→ Task objective:
Go through the records and filter out every line lacking the word "value"; copy the lines that remain.

────

PR #1065, opened 2023-02-15
deploy, a safer switch_revision_update_instance

lsh-0:
- [x] review

### DIFF
--- a/src/buildercore/cloudformation.py
+++ b/src/buildercore/cloudformation.py
@@ -120,7 +120,6 @@ def stack_creation(stackname, on_start=_noop, on_error=_noop):
         raise
 
 
-# todo: rename. nothing is being bootstrapped here.
 @core.requires_stack_file
 def bootstrap(stackname, context):
     "called by `bootstrap.create_stack` to generate a cloudformation template."
@@ -226,6 +225,11 @@ def template_outputs_map(stackname):
 def template_using_elb_v1(stackname):
     "returns `True` if the stack template file is using an ELB v1 (vs an ALB v2)."
     return trop.ELB_TITLE in template_outputs_map(stackname)
+
+@core.requires_stack_file
+def template_using_elb_v2(stackname):
+    "returns `True` if the stack template file is using an ELB v2 (an ALB)."
+    return trop.ALB_TITLE in template_outputs_map(stackname)
 
 def read_output(stackname, key):
     """finds a literal `Output` from a cloudformation template matching given `key`.
--- a/src/buildercore/cloudformation.py
+++ b/src/buildercore/cloudformation.py
@@ -223,12 +223,12 @@ def template_outputs_map(stackname):
 
 @core.requires_stack_file
 def template_using_elb_v1(stackname):
-    "returns `True` if the stack template file is using an ELB v1 (vs an ALB v2)."
+    "returns `True` if template for `stackname` is using an ELBv1 (vs an ELBv2/ALB)."
     return trop.ELB_TITLE in template_outputs_map(stackname)
 
 @core.requires_stack_file
 def template_using_elb_v2(stackname):
-    "returns `True` if the stack template file is using an ELB v2 (an ALB)."
+    "returns `True` if template for `stackname` is using an ELBv2 (an ALB)."
     return trop.ALB_TITLE in template_outputs_map(stackname)
 
 def read_output(stackname, key):
--- a/src/buildercore/core.py
+++ b/src/buildercore/core.py
@@ -331,10 +331,8 @@ def _ec2_connection_params(stackname, username, **kwargs):
 
 @contextmanager
 def stack_conn(stackname, username=config.DEPLOY_USER, node=None, **kwargs):
-    if 'user' in kwargs:
-        LOG.warning("found key 'user' in given kwargs - did you mean 'username' ??")
-
-    data = stack_data(stackname, ensure_single_instance=False)
+    ensure('user' not in kwargs, "found key 'user' in given kwargs - did you mean 'username' ??")
+    data = ec2_data(stackname, state='running')
     ensure(len(data) == 1 or node, "stack is clustered with %s nodes and no specific node provided" % len(data))
     node and ensure(utils.isint(node) and int(node) > 0, "given node must be an integer and greater than zero")
     didx = int(node) - 1 if node else 0 # decrement to a zero-based value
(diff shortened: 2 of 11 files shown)


src/buildercore/core.py
```diff
@@ -331,10 +331,8 @@ def _ec2_connection_params(stackname, username, **kwargs):
 
 @contextmanager
 def stack_conn(stackname, username=config.DEPLOY_USER, node=None, **kwargs):
-    if 'user' in kwargs:
-        LOG.warning("found key 'user' in given kwargs - did you mean 'username' ??")
-
-    data = stack_data(stackname, ensure_single_instance=False)
+    ensure('user' not in kwargs, "found key 'user' in given kwargs - did you mean 'username' ??")
+    data = ec2_data(stackname, state='running')
```
lsh-0, line 335: looks like this defers to `find_ec2_instances` whose `state` parameter is 'running' by default, so no need to redeclare it here

src/buildvars.py
```diff
@@ -47,30 +47,12 @@ def _update_remote_bvars(stackname, buildvars):
...
-        _update_remote_bvars(stackname, new_data)
-
-    stack_all_ec2_nodes(stackname, _switch_revision_single_ec2_node, username=BOOTSTRAP_USER, concurrency=concurrency)
+# ---
 
 @format_output('python')
 @requires_aws_stack
 def read(stackname):
-    "returns the unencoded build variables found on given instance"
+    "returns the unencoded build variables found on given `stackname`"
```
lsh-0, line 55: "... found on given instance ec2 nodes."

src/utils.py
```diff
@@ -93,6 +91,11 @@ def _pick(name, pick_list, default_file=None, helpfn=None, message='please pick:
         return choice
 
 def uin(param, default=0xDEADBEEF):
```
lsh-0, line 93: trace what else is using this, no surprises please.

src/utils.py
```diff
@@ -49,9 +49,7 @@ def errcho(x):
     return x
 
 def get_input(message):
```
lsh-0, line 51: trace what else is using this, no surprises please.

src/buildvars.py
```diff
@@ -100,6 +86,26 @@ def _fix_single_ec2_node(stackname):
 
     stack_all_ec2_nodes(stackname, (_fix_single_ec2_node, {'stackname': stackname}), username=BOOTSTRAP_USER)
 
+@requires_aws_stack
+def switch_revision(stackname, revision=None, concurrency=None):
+    revision = revision or utils.uin('revision', None)
+    ensure(revision, "a revision is required", utils.TaskExit)
+
+    fix(stackname)
```
lsh-0, line 94: explain

src/buildercore/cloudformation.py
```diff
@@ -227,6 +226,11 @@ def template_using_elb_v1(stackname):
     "returns `True` if the stack template file is using an ELB v1 (vs an ALB v2)."
     return trop.ELB_TITLE in template_outputs_map(stackname)
 
+@core.requires_stack_file
+def template_using_elb_v2(stackname):
+    "returns `True` if the stack template file is using an ELB v2 (an ALB)."
```
lsh-0, line 231: "if template for `stackname` is using an ELB v2 ..."

src/deploy.py
```diff
@@ -81,5 +74,18 @@ def load_balancer_register_all(stackname):
...
         load_balancer_register_all__v2(stackname)
+    else:
+        LOG.warning("no load balancer found: %s", stackname)
+
+@requires_aws_stack
+@requires_aws_stack_template
+def switch_revision_update_instance(stackname, revision=None, concurrency='serial'):
+    "changes the revision of the stack's project and then calls highstate."
+    buildvars.switch_revision(stackname, revision)
+    # if lb present, ensure all nodes are registered,
```
lsh-0, line 87: full stop

src/tests/test_utils.py
```diff
@@ -45,18 +45,30 @@ def test_pick(self, get_input):
...
-        value = utils.uin('project', default='lax')
-        self.assertEqual('lax', value)
+    def test_uin__interactive_with_default(self, get_input):
+        expected = 'lax'
+        actual = utils.uin('project', default='lax')
+        self.assertEqual(expected, actual)
 
     def test_mkdirp_is_idempotent_on_existing_directories(self):
-        utils.mkdirp(".")
+        utils.mkdirp(".") # todo: wtf is this?
```
lsh-0, line 71: todo

src/buildercore/core.py
lsh-0: ... actually, `ec2_data` is `None` by default which is passed to `find_ec2_instances`. 'running' will need to be preserved

src/utils.py
lsh-0: surprisingly little actually. `buildvars.switch_revision`, `cfn.check_user_input` and `project.new`.

`cfn.check_user_input` is used to fetch an `instance_id` if one isn't provided when generating a new stack and probably shouldn't be buried so deep. It has a default of a datestamp.

src/utils.py
lsh-0: a few things were relying on receiving an empty string for 'no input', which is still true, but I'm not 100% sure what would happen when stdin is not available? Indefinite pause? I've switched those to `utils.uin` with an explicit default parameter of `None` so it's no so ambiguous.

src/buildvars.py
```diff
@@ -100,6 +86,31 @@ def _fix_single_ec2_node(stackname):
 
     stack_all_ec2_nodes(stackname, (_fix_single_ec2_node, {'stackname': stackname}), username=BOOTSTRAP_USER)
 
+@requires_aws_stack
+def switch_revision(stackname, revision=None, concurrency=None):
```
lsh-0, line 90: is anything calling this without a revision??

src/master.py
```diff
@@ -222,7 +222,7 @@ def sortbyenv(n):
                         continue
                     LOG.info("*" * 80)
                     LOG.info("updating: %s" % stackname)
-                    prompt and utils.get_input('continue? ctrl-c to quit')
+                    prompt and utils.get_input('continue?')
```
lsh-0, line 225: utils.confirm

src/buildvars.py
lsh-0: can't see anything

────

→ Finished exercise:
     didx = int(node) - 1 if node else 0 # decrement to a zero-based value
-        value = utils.uin('project', default='lax')
-        self.assertEqual('lax', value)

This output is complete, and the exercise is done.